Example Configuration for RVS Stress Test:

Creating stress.json:

  • Configuration:
    {
      "stress": {
        "device": ["all"],
        "count": 1,
        "duration": 5000,
        "metrics": ["gpu_busy", "mem_busy"]
      }
    }
  • Purpose: Specifies the stress test parameters for all available GPUs, running for 5000 milliseconds and measuring GPU and memory busy metrics.

Running the Stress Test:

  • Command: sudo rvs -c stress.json
  • Purpose: Executes a stress test based on the configuration in stress.json.

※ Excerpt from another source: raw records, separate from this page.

PR #84, opened 2017-08-23
Add padding for keys and values

pmuens:
Adds padding for keys and values so that it's more likely to e.g. `get` a previously inserted tree entry.

This way we don't have to seed the tree with dummy data before running the benchmarking tool.

### DIFF
--- a/Cargo.toml
+++ b/Cargo.toml
@@ -11,7 +11,7 @@ readme = "README.md"
 
 [features]
 default = ["rayon", "zstd", "libc"]
-bench = ["clap", "num_cpus", "env_logger", "rayon", "zstd"]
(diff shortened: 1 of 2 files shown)


Cargo.toml
```diff
@@ -11,7 +11,7 @@ readme = "README.md"
 
 [features]
 default = ["rayon", "zstd"]
-bench = ["clap", "num_cpus", "env_logger", "rayon", "zstd"]
```
spacejam: should keep zstd for realistic tests with compression

pmuens: Ok. I thought that this list should just include all the direct dependencies of the `bench` tool. 

I just amend the last commit with the requested changed.

pmuens:
Resolved all the conflicts

PR #92, opened 2017-08-25
simplify pagecache semantics. closes #91.

### LINKED ISSUE #91: investigate merge operator-like semantics for pagecache
try reimplementing the pagecache with a single "type" and use set/merge instead of prepend/replace. this allows us to more effectively cache materialized views without duplicating stored data, and allowing us to return zero-copy references if the user provides a scope, but we need to think about that later.

spacejam:


spacejam:
This will dramatically improve our performance, once we cache calls to merge for every get request, as we no longer need to know about this other MaterializedPage.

Custom Performance Scripts

4. Writing a Custom Benchmark Script:

Example Script:

  • Script:
    #!/bin/bash
    
    # Set environment variables for ROCm
    export ROCM_PATH=/opt/rocm
    export PATH=$ROCM_PATH/bin:$PATH
    export LD_LIBRARY_PATH=$ROCM_PATH/lib:$LD_LIBRARY_PATH
    
    # Run rocminfo
    echo "Running rocminfo..."
    /opt/rocm/bin/rocminfo
    
    # Run rocprof on a HIP program
    echo "Profiling HIP program..."
    rocprof --hip-trace ./my_program
    
    # Run rocBLAS benchmark
    echo "Running rocBLAS GEMM benchmark..."
    rocblas-bench -f gemm -r f32_r -m 4096 -n 4096 -k 4096 --a_type f32_r --b_type f32_r --c_type f32_r --d_type f32_r --alpha 1 --beta 0
    
    # Run rocFFT benchmark
    echo "Running rocFFT benchmark..."
    /opt/rocm/bin/rocfft-bench -n 1000 -b 2048 -p single -t complex_forward
    
    # Configure RDMA
    echo "Configuring RDMA..."
    sudo modprobe mlx4_ib
    sudo modprobe rdma_ucm
    sudo modprobe ib_ipoib
    sudo rdma link add rxe0 type rxe netdev eth0
    sudo ip link set rxe0 up
    
    # Run RDMA bandwidth test
    echo "Running RDMA bandwidth test..."
    ib_send_bw -d mlx5_0 -I 1
    
    # Run RDMA latency test
    echo "Running RDMA latency test..."
    ib_send_lat -d mlx5_0 -I 1
    
    # Run RVS stress test
    echo "Running RVS stress test..."
    sudo rvs -c stress.json

Running the Custom Script:

  • Commands:
    chmod +x custom_benchmark.sh
    ./custom_benchmark.sh
  • Purpose: Grants execute permission to the custom script and runs it, executing a series of benchmarks and configurations.